The A&A vertical is a bit more cyclical, as demand for antiques naturally should be more economically sensitive and discretionary, though it likely does have a supply boost during a recession (more need to sell due to debt burdens and downsizing). However, the low end part of the market that ATG focuses on (average lot size of ~250 gbp) should be much less sensitive than high-end markets. Data by Art Economics in 2022 showed that sales value in the lower to mid market (sub $50k, so ATG is in the very low end here) only declined 8% in 2009, while the high-end market declined over 50% during that same time. Cyclicality has been one of the key debates for the stock in the last year, and the strong results from both I&C and A&A segments (the volume-price dynamic previously mentioned) largely has validated the resiliency of the business. Of course a more severe economic downturn will be a greater headwind to the business, but so far, management is guiding to accelerate growth for the rest of the year and the business continues to chug along.
ATG has been and intends to keep consolidating its industry. We think the deals so far have made sense and have been executed and integrated well. There seems to be fragmentation in certain pockets of markets they compete in and as a leader with a competent M&A team in our opinion, a roll-up strategy could fast track their growth and strengthen their scale driven network effects. As we’ve seen in other market place and classifieds verticals, scale is the name of the game and the industry will likely consolidate to a few large players. Not all deals have been to add scale alone. Their acquisition of Live Auctioneers in 2021 helped ATG to roll-out LiveAuctioneers payment solutions to the rest of ATG’s platforms along with other technology related know-hows.
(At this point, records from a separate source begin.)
Issue #990, opened 2022-02-16
Storage limit - Framework to get users and record emails sent


LeslieOA:
Overarching user needs:
* Users need to receive warning emails from about nearing (milestones) their storage quota or exceeding it. User gets an email notification from support@web3.storage when they’ve hit the following thresholds: 75%, 80%, 85%, 90%, with instructions on how to request more.
* Admins (support@web3.storage) need to receive an email when a user has gone over their allowed storage quota.

[Notion - Enforcing-user-storage-capacity-limits](https://www.notion.so/pl-strflt/Enforcing-user-storage-capacity-limits-a29aa59f28484842bea2721f5982234a)

We can compare a users default (1TiB) or increased (`user_tag` table, `tag` of `STORAGE_LIMIT_BYTES`)  storage quota to what their current used storage. 

## Tasks

1. DB function to retrieve all users with storage used with a percentage from/to range of their allocated storage quota
User details returned:

- Email
- First and last name
- Storage quota
- Storage used

2. DB function to save details of sent email

- User ID
- Email type
- Email message ID
- Sent at

2. Node function in the `cron` package to call the DB functions to get the users that need emailing and save details of email sent.

**NOTE** 
Sending the email with MailChimp in a follow-up ticket:
[Add MailChimp email service](https://app.zenhub.com/workspaces/web3storage-product-6106d25b58fccc00105aedcb/issues/web3-storage/web3.storage/1153)

---

#### Threshold milestones and email frequency (TBC):

* Weekly email: equal to or greater than 75% of storage quota used (but below 85%)
* Weekly email: equal to or greater than 85% of storage quota used (but below 95%)
* Daily email: equal to or greater than 90% of storage quota used

> Note: This quota includes both uploads via the web UI and pins via the PSA (Pinning Service API). 

A cron job every `{daily}` (at a minimum). 

MailChimp's API is the preferred method of email automation. 

#### Questions

Do we need a `storage_usage_exceeded` table (as a snapshot of users who are over their quota) or will querying on cron and upload/pin suffice?

CC @dchoi27 for email frequency.

dchoi27:
SGTM - I'd say crank it up to daily at 90% (and replace the last 2 bullets)

adamalton:
I'm re-opening this, because #1273 is marked as fixing this, so as that is not yet closed, it makes sense for this to still be open. (Although it's slightly confusing, as both #1156 and #1273 are both marked as fixing this!)

PR #1044, opened 2022-02-25
feat: add pinned storage to user account API

### LINKED ISSUE #1043: Add the user's pinned storage to the API
Amend the DB function `user_used_storage` to return both the uploaded and pinned storage used for a user.

Amend the API endpoint `/user/account` to return both uploaded and pinned storage quotas used.

GaryHomewood:
Resolves #1043 

Amend `/user/account` API endpoint to return both uploaded and pinned storage usage for the user.

DB function amended to include a separate query to get the aggregated size of pinned content. This query is potentially expensive, joining 4 tables. Some benchmarking done with indexes added to the `psa_pin_request` table, but should be further tested against large data volumes before deploy to production.


packages/db/index.d.ts
```diff
@@ -38,7 +38,7 @@ export class DBClient {
   getMetricsValue (key: string): Promise<{ total: number }>
   upsertUser (user: UpsertUserInput): Promise<UpsertUserOutput>
   getUser (issuer: string): Promise<UserOutput>
-  getUsedStorage (userId: number): Promise<number>
+  getUsedStorage (userId: number): Promise<Record<string, string>>
```
flea89, line 41: Given we know the exact keys of the object returned here, I wonder if we should be more explicit with the return type

packages/db/postgres/functions.sql
```diff
@@ -251,17 +251,37 @@ BEGIN
...
+  INTO used_storage.uploaded::TEXT
+  FROM upload u
+  JOIN content c ON c.cid = u.content_cid
+  WHERE u.user_id = query_user_id::BIGINT
+  AND u.deleted_at is null;
+
+  SELECT COALESCE((
+    SELECT SUM(c.dag_size)
+    FROM psa_pin_request pr
+    JOIN pin p ON p.content_cid = pr.content_cid
```
flea89, line 273: nit.
I know it doesn't change, and we could leave this as is... but the order of the joins here is bothering me.
To map the fk relations should be psa_pin_request JOIN content JOIN pin.

flea89 (changes requested):
Nice one!
Left some comments!

packages/db/postgres/migrations/001-user-used-storage.sql
```diff
@@ -0,0 +1,35 @@
+CREATE TYPE used_storage AS (uploaded TEXT, pinned TEXT);
+
+DROP FUNCTION user_used_storage(bigint);
```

As they focus on increasing other services to increase take-rate, it’s possible they buy for the purpose of adding/improving more features.
Starting with underlying GMV growth of 5-7% through cycle, between online share gain (1%-3%), ATG’s share gain (1-3%) , take rate expansion from payments and marketing (5-10%), there are multiple shots at goal to get to 15-20% growth before accounting for any M&A. Their willingness to leverage this growth with 2-plus turns of debt (for M&A or buybacks) is also helpful for long-term returns. The proven operating leverage of the business also means the bottomline can grow faster as well.
And for a high quality scaled classifieds business with high incremental margins growing at ~15%+, the ~5% FCF yield and low teens EBITDA multiple the stock is trading at does not seem too demanding to underwrite an IRR that starts with a 2 handle. Classifieds and marketplaces with this level of predictability & growth often trade closer to 10x rev and 2-4% FCF yields, vs ATG’s 6x revs today.
We think CEO John-Paul Savant is the right person to execute their playbook given his highly relevant skill sets he brings from ebay and paypal, and we view the presence of TA associates as the largest shareholder (~17% shares outstanding) and board representation as plus as minority shareholders.
If all goes to plan, the stock can re-rate as organic revenue growth accelerates north of 15%. perhaps to 20%.